◆ **Problem details**: Below is a listing. Set down exactly the lines from the one containing "- Reduce screen" through the one containing "set_background_colour(WHITE);", both ends included, and leave out the rest.

◆ **Records shown**:
PR #491, opened 2025-02-09
Display related optimizations and performance improvements 

01e3:
- Reduce screen writes by preventing unnecessary clear_screen_region activity.
- Do not perform Frame Buffer updates when nothing is changing.
- Don't pad test descriptions.

### DIFF
--- a/app/display.c
+++ b/app/display.c
@@ -141,7 +141,7 @@ void display_init(void)
 
     set_foreground_colour(BLUE);
     set_background_colour(WHITE);
-    clear_screen_region(ROW_FOOTER, 0, ROW_FOOTER, SCREEN_WIDTH - 1);
+    clear_screen_region(ROW_FOOTER, 0, ROW_FOOTER, SCREEN_MAX_COL);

◆ **Task solution**:
- Reduce screen writes by preventing unnecessary clear_screen_region activity.
- Do not perform Frame Buffer updates when nothing is changing.
- Don't pad test descriptions.

### DIFF
--- a/app/display.c
+++ b/app/display.c
@@ -141,7 +141,7 @@ void display_init(void)
 
     set_foreground_colour(BLUE);
     set_background_colour(WHITE);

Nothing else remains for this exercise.